PROBLEM STATEMENT: In how many lines of the records below does the word "tasking" appear? Reply with the number only.

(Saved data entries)
Segment Open

PR #490, opened 2021-06-30
Fixes #30094 - drop unwanted interactive options from packages cmd

upadhyeammit:
The package sub-commands by default use to have 'assumeyes' and
'whitelist' options. These options are not required for all
sub-commands.

### DIFF
--- a/lib/foreman_maintain/cli/packages_command.rb
+++ b/lib/foreman_maintain/cli/packages_command.rb
@@ -2,28 +2,28 @@ module ForemanMaintain
   module Cli
     class PackagesCommand < Base
       subcommand 'lock', 'Prevent packages from automatic update' do
-        interactive_option
+        interactive_option(['assumeyes'])
         def execute
           run_scenarios_and_exit(Scenarios::Packages::Lock.new)
         end
       end
 
       subcommand 'unlock', 'Enable packages for automatic update' do
-        interactive_option
+        interactive_option(['assumeyes'])
         def execute
           run_scenarios_and_exit(Scenarios::Packages::Unlock.new)
         end
       end
 
       subcommand 'status', 'Check if packages are protected against update' do
-        interactive_option
+        interactive_option(['assumeyes'])
         def execute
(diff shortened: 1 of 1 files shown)


lib/foreman_maintain/cli/packages_command.rb
```diff
@@ -51,7 +51,7 @@ def execute
       end
 
       subcommand 'is-locked', 'Check if update of packages is allowed' do
-        interactive_option
+        interactive_option([])
```
ekohl, line 54: The installer uses this:
https://github.com/theforeman/foreman-installer/blob/bc575c2d662dad4779623b89d24ca7750dcec3bd/hooks/pre_commit/09-version_locking.rb#L2

I'd say we should patch the installer (https://github.com/theforeman/foreman-installer/pull/701) but considering downstream shipping perhaps this should also accept `assumeyes`?

rplevka: for the record - [the issue](https://projects.theforeman.org/issues/30094) linked to this PR also expects the `assumeyes` to be available for this subcommand (see "expected result")

upadhyeammit: @ekohl technically `assumeyes` is useless for `is-locked` command as there isn't any user interaction happening in the process. But if we drop the `--assumeyes` from the foremain-installer then it will just increase the one more `if else` block in maintain because there will be older versions of `foreman-installer` which are still using the `--assumeyes`. Hence I propose not to remove `--assumeyes` from the installer, and I readd it for the `is-locked`.

ekohl: Isn't `--assumeyes` also useless in older versions? So the installer could safely drop it without creating an `else` clause? The behavior should be the same, right?

upadhyeammit: Yes its useless for older versions. If you can cherry pick the installer changes in older versions too then we can keep this as is and change will only happen to installer.

PR #493, opened 2021-07-06
Fixes #32946 - use pulpcore_resource_manager if unit file is exist

upadhyeammit:


upadhyeammit:
@ekohl @evgeni request to review, thank you!

definitions/features/service.rb
```diff
@@ -50,6 +50,11 @@ def filter_disabled_services!(action, service_list)
     service_list
   end
 
+  def unit_file_available?(name)
+    exit_status, = execute_with_status("systemctl list-unit-files --type=service | grep -w #{name}")
```
evgeni, line 54:
```suggestion
    exit_status, = execute_with_status("systemctl --no-legend --no-pager list-unit-files --type=service #{name} | grep -qw #{name}")
```

I think this is cleaner:
* `--no-legend` will suppress additional output from systemctl, which should not hurt, but you never know.
* `--no-pager` will disable piping through `less` and friends. `systemctl` *does* autodetect this, but I always prefer being explicit
* if you add the `#{name}` to the systemctl call, it will only list that one unit
* we don't care for the *output* of `grep`, so we can `-q` (quiet) it. and while we're at it, it's probably better to write `--word-regexp --quiet` instead.

And now after I said this, I wonder if it would make sense (not for the usecase at hand, but in future?) to actually store the whole list of unit files in f-maintain and match *all* services against that list?

ekohl: Do we even need `grep` here?
```console
$ systemctl --no-legend --no-pager list-unit-files --type=service doesnotexist
$ echo $?
1
$ systemctl --no-legend --no-pager list-unit-files --type=service systemd-resolved.service
systemd-resolved.service enabled enabled
$ echo $?
0
```

definitions/features/pulpcore.rb
```diff
@@ -34,10 +34,21 @@ def config_files
...
-      ForemanMaintain::Utils.system_service('pulpcore-resource-manager', 10)
+      ForemanMaintain::Utils.system_service('pulpcore-content', 10, :socket => 'pulpcore-content')
     ]
+    common_services + pulpcore_resource_manager_service
+  end
+
+  def pulpcore_resource_manager_service
+    # The pulpcore_resource_manager is only required on 3.14+ if new tasking system is being used
+    # The foreman-installer does not create unit file for this service,
+    # if old tasking system is being used
```
ekohl, line 47:
```suggestion
    # The pulpcore_resource_manager is only required on 3.14+ if the old tasking system is being used
    # The foreman-installer does not create unit file for this service,
    # if the new tasking system is being used
```

definitions/features/service.rb
upadhyeammit: @evgeni Thanks for description, changes are added accordingly. I like to know how keeping list of all unit files will help? As foreman-maintain cares about services which are defined under features.
@ekohl as we have discussed the systemctl does not return exit code 1 on failing to find the unit file on EL7 and Fedora 31. The Fedora 34 fixed this, however we are keeping the grep command for older version compatibility.

ekohl: Yep, given Fedora 31 doesn't have it, it's also safe to assume EL8 doesn't so it'll be a long time before we can count on it.

evgeni (approved):

ekohl (approved):

PR #346, opened 2020-05-19
Fixes #25943 - Added --disable-spinner flag

patilsuraj767:
Added new flag in interactive_option. "**--disable-spinner**" will stop spinner from activating and will also not print the carriage return char "^M" if the output is redirected to the file. 

`# foreman-maintain backup offline  -y --skip-pulp-content --disable-spinner /tmp/backup/ > ~/after_spinner_fix/logs_without_spinner.txt`

Below is output of logs_without_spinner.txt

https://gist.github.com/patilsuraj767/0b31584c032b1eb7277b091aac07d869

PR #494, opened 2021-07-06
Fixes #25943 - Add support in spinner for plaintext output

ianballou:
This PR adds an option to foreman-maintain backup to output in plaintext.  Simply add --plaintext as an argument to try it out.

Based on this original PR: https://github.com/theforeman/foreman_maintain/pull/346

### DIFF
--- a/lib/foreman_maintain/reporter/cli_reporter.rb
+++ b/lib/foreman_maintain/reporter/cli_reporter.rb
@@ -30,7 +30,7 @@ module ForemanMaintain
         end
 
         def activate
-          @mutex.synchronize { @active = true }
+          @mutex.synchronize { @active = true } unless @reporter.plaintext?
           spin
         end
 
@@ -62,8 +62,11 @@ module ForemanMaintain
 
         def print_current_line
           @reporter.clear_line
-          line = "#{@spinner_chars[@spinner_index]} #{@current_line}"
-          @reporter.print(line)
+          if @reporter.plaintext?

Segment Closed

EXERCISE RESULT: 4